GaussianPOP: Principled Simplification Framework for Compact 3D Gaussian Splatting via Error Quantification
This work addresses the need for more efficient and accurate 3D reconstruction in computer graphics, offering a principled solution for model simplification.
The paper tackles the problem of simplifying 3D Gaussian Splatting models by introducing GaussianPOP, a framework that uses analytical error quantification to measure each Gaussian's contribution to rendering, resulting in superior trade-offs between compactness and rendering quality compared to existing methods.

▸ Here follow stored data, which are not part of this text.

PR #484, opened 2019-05-06
Moved header implemenations into the source file where they belong.

mreddington:


cppcache/src/TcrMessage.cpp
```diff
@@ -388,17 +707,6 @@ inline void TcrMessage::readKeyPart(DataInput& input) {
   }
 }
 
-inline void TcrMessage::writeInt(uint8_t* buffer, uint16_t value) {
```
pivotal-jbarrett: Now the compiler can’t inline these frequently executed methods.

mreddington: Yes it can. An optimizing compiler is free to inline this function given the entire definition is visible and constrained to this source file.

pivotal-jbarrett: Ah, didn't see that it was yanked from private.

cppcache/src/TcrMessage.cpp
```diff
@@ -225,7 +544,7 @@ void TcrMessage::readCqsPart(DataInput& input) {
   // LOGDEBUG("mapsize = %d", m_cqs.size());
 }
 
-inline void TcrMessage::readCallbackObjectPart(DataInput& input,
```
pivotal-jbarrett: Why remove this inlining here?

cppcache/src/TcrMessage.cpp
```diff
@@ -2960,6 +3254,236 @@ void TcrMessage::readHashSetForGCVersions(
   }
 }
 
+
+TcrMessageDestroyRegion::~TcrMessageDestroyRegion() {}
```
pivotal-jbarrett: Any not `~X() noexcept = default`?
Why not in the header?

cppcache/src/TcrMessage.hpp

Existing 3D Gaussian Splatting simplification methods commonly use importance scores, such as blending weights or sensitivity, to identify redundant Gaussians. However, these scores are not driven by visual error metrics, often leading to suboptimal trade-offs between compactness and rendering fidelity. We present GaussianPOP, a principled simplification framework based on analytical Gaussian error quantification. Our key contribution is a novel error criterion, derived directly from the 3DGS rendering equation, that precisely measures each Gaussian's contribution to the rendered image. By introducing a highly efficient algorithm, our framework enables practical error calculation in a single forward pass. The framework is both accurate and flexible, supporting on-training pruning as well as post-training simplification via iterative error re-quantification for improved stability. Experimental results show that our method consistently outperforms existing state-of-the-art pruning methods across both application scenarios, achieving a superior trade-off between model compactness and high rendering quality.